Problem to solve: Copy every line of the material below exactly.

Data block:
--- START ---

PR #1184, opened 2026-07-31
ci: drop route job, pin pr-title to ubuntu-latest

panghy:
Follow-up to #1183: per the directive that seconds-long jobs skip tinybox routing entirely, the monorepo workflow's only routed job is `pr-title`, so the `route` job is pure overhead.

--- END ---

Exercise result:
PR #1184, opened 2026-07-31
ci: drop route job, pin pr-title to ubuntu-latest

panghy:
Follow-up to #1183: per the directive that seconds-long jobs skip tinybox routing entirely, the monorepo workflow's only routed job is `pr-title`, so the `route` job is pure overhead.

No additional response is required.